(AVAILABLE RECORDS Opens)
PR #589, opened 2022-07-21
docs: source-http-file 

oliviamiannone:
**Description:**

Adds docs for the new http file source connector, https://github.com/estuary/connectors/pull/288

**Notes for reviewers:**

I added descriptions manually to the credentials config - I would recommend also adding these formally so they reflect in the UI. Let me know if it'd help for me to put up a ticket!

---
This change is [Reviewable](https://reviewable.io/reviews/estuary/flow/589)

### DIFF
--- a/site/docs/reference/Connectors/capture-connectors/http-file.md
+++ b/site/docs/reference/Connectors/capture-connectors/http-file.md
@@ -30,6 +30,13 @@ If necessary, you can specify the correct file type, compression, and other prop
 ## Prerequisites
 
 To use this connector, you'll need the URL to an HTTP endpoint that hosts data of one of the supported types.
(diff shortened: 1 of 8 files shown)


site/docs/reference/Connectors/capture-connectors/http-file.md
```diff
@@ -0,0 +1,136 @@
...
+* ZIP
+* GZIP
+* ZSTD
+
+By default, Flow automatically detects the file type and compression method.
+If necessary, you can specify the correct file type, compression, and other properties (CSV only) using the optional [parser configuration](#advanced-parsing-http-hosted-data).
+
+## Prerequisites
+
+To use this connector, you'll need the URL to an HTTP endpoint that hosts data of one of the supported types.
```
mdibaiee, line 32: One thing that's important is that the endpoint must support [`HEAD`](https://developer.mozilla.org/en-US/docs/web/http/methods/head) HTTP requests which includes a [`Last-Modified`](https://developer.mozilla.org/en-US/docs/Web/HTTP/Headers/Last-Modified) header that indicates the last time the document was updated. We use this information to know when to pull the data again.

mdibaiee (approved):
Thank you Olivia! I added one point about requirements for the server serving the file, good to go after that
(AVAILABLE RECORDS Closes)
(AVAILABLE RECORDS Opens)
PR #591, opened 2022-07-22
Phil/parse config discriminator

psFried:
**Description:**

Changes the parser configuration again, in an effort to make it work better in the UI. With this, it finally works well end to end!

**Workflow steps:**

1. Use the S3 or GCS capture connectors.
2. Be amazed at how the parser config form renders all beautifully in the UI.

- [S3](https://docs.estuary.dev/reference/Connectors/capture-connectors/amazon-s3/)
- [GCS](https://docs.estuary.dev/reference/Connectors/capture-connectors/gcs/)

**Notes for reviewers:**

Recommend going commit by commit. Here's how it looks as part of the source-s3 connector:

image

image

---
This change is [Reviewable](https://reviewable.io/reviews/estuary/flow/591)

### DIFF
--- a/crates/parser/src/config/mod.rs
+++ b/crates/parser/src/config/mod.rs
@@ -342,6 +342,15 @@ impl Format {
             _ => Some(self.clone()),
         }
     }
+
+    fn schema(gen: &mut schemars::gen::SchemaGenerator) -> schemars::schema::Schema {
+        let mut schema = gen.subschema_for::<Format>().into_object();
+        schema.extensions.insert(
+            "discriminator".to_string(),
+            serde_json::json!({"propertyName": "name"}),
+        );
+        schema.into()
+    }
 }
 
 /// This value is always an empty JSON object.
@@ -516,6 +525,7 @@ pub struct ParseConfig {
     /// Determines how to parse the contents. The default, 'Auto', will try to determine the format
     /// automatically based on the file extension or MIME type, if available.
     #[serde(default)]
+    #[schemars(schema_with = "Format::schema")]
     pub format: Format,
(AVAILABLE RECORDS Closes)
* **WORK ITEM**:
Copy out the lines above exactly, beginning at the one that contains "PR #589, opened 2022-07-21" and ending at the one that contains "(diff shortened: 1 of 8 files shown)".

* **EXPECTED ANSWER**:
PR #589, opened 2022-07-21
docs: source-http-file 

oliviamiannone:
**Description:**

Adds docs for the new http file source connector, https://github.com/estuary/connectors/pull/288

**Notes for reviewers:**

I added descriptions manually to the credentials config - I would recommend also adding these formally so they reflect in the UI. Let me know if it'd help for me to put up a ticket!

---
This change is [Reviewable](https://reviewable.io/reviews/estuary/flow/589)

### DIFF
--- a/site/docs/reference/Connectors/capture-connectors/http-file.md
+++ b/site/docs/reference/Connectors/capture-connectors/http-file.md
@@ -30,6 +30,13 @@ If necessary, you can specify the correct file type, compression, and other prop
 ## Prerequisites
 
 To use this connector, you'll need the URL to an HTTP endpoint that hosts data of one of the supported types.
(diff shortened: 1 of 8 files shown)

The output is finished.